Synchronous training of a frontier model is fragile: a single GPU failure can stall the entire job, because all replicas must process the same step before any can proceed. The dominant mitigation is checkpointing, where the model state (weights, optimizer state, RNG seeds) is periodically serialized to fast storage. Checkpoint sizes for 100B-parameter or larger models reach hundreds of gigabytes to several terabytes, so checkpoint cadence is bounded by storage bandwidth. Asynchronous checkpointing, in-memory checkpointing across redundant GPU groups, and elastic training (where the job continues with a slightly smaller world size while the failed node is replaced) are active research areas.
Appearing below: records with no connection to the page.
PR #1662, opened 2025-05-01
Add query param color=white to 

mgurgel:
**Asana Task/Github Issue:** https://app.asana.com/1/137249556945/project/1207252092703676/task/1210128066798031?focus=true

## Description

YouTube's seemingly rolling out a new embedded player UI which is used in Duck Player. We discovered that adding a URL param (color=white) will force the YouTube player to use the legacy UI instead of the new player.

## Testing Steps

- Run this branch of C-S-S on an Android or iOS build
- Open Duck Player on any video
- Use Safari or Chrome to inspect the Duck Player window
- Confirm that the iframe has a src attribute that includes the query param `color=white` . You can run this on the console to confirm `document.querySelector('iframe').src.includes('color=white');`
- Confirm that the player interface looks like this

image

and not like this

image

## Checklist

*Please tick all that apply:*

### DIFF
--- a/special-pages/pages/duckplayer/app/embed-settings.js
+++ b/special-pages/pages/duckplayer/app/embed-settings.js
@@ -71,6 +71,7 @@ export class EmbedSettings {
 
         url.searchParams.set('rel', '0'); // shows related videos from the same channel as the video
         url.searchParams.set('modestbranding', '1'); // disables showing the YouTube logo in the video control bar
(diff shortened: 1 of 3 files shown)


mgurgel:
@shakyShane I'm checking whether we can roll this change out to desktop too.

shakyShane (approved):

mgurgel:
Tested on desktop. No issues I could see. 
image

Meta reported that approximately 90 percent of unexpected Llama 3 interruptions were handled by automated recovery without operator intervention[28].
Operational practice at scale also includes pre-allocated "hot spare" nodes that can be swapped in within minutes, automated cable and transceiver health monitoring, and detection of silent data corruption (SDC) where a GPU returns numerically incorrect results without raising an error. SDC is rare per-GPU but non-negligible when integrated across hundreds of thousands of GPU-hours per training run, and frontier labs run periodic deterministic validation checks to detect it.
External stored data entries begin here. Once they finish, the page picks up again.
PR #1752, opened 2025-06-17
Fix config schema tests

jonathanKingston:
**Asana Task/Github Issue:** https://app.asana.com/1/137249556945/project/72649045549333/task/1210563609609919?focus=true

## Description
Schema validate JSON files where it makes sense to.

## Testing Steps

- 

## Checklist

*Please tick all that apply:*


injected/unit-test/features.js
```diff
@@ -23,3 +34,83 @@ describe('Features definition', () => {
...
+        path.resolve(__dirname, '../integration-test/test-pages/duckplayer/config/overlays-live.json'),
+        path.resolve(__dirname, '../integration-test/test-pages/duckplayer/config/click-interceptions-disabled.json'),
+        path.resolve(__dirname, '../integration-test/test-pages/duckplayer/config/disabled.json'),
+        path.resolve(__dirname, '../integration-test/test-pages/duckplayer/config/overlays-drawer.json'),
+        path.resolve(__dirname, '../integration-test/test-pages/duckplayer/config/overlays.json'),
+        path.resolve(__dirname, '../integration-test/test-pages/duckplayer/config/thumbnail-overlays-disabled.json'),
+        path.resolve(__dirname, '../integration-test/test-pages/duckplayer/config/video-alt-selectors.json'),
+        path.resolve(__dirname, '../integration-test/test-pages/duckplayer/config/video-overlays-disabled.json'),
+        // Message bridge configs
+        path.resolve(__dirname, '../integration-test/test-pages/message-bridge/config/message-bridge-enabled.json'),
```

Training a multi-trillion-token dataset requires sustained ingest bandwidth on the order of terabytes per second across the cluster. Modern AI clusters use a combination of object storage (S3 or equivalent) for cold storage, parallel file systems (DDN EXAScaler, IBM Spectrum Scale, VAST Data) for active datasets, and FUSE-based caching layers that present a POSIX-like interface backed by sharded object stores. Meta's clusters use a custom FUSE API atop a flash-optimized Tectonic backend combined with Hammerspace for parallel NFS[14]. xAI Colossus uses DDN as primary storage[19]. Checkpoint storage is typically separated from training data storage and provisioned with much higher write bandwidth.
Classical HPC clusters (climate modeling, computational fluid dynamics, lattice QCD) historically optimized for tightly coupled MPI workloads with point-to-point latency in the low microseconds and high node-count weak scaling. Frontier (Oak Ridge), the first U.S. exascale system commissioned in 2022, used 37,888 AMD Instinct MI250X GPUs on 9,408 HPE Cray EX nodes interconnected by Slingshot-11, delivering 1.102 Linpack exaflops in a 21.1 megawatt power envelope[13]. AI clusters share much of this hardware lineage (Slingshot, fat-tree variants, NVLink, MPI as a fallback) but optimize for different patterns: large bandwidth-bound collectives, dense linear algebra at low precision (FP8, FP4), and tolerance for asynchrony at the level of pipeline parallelism. The economic model also differs: HPC procurements traditionally pay for peak FLOP/s achieved on Linpack, whereas AI clusters optimize for cost per useful training token at production batch size and pipeline depth.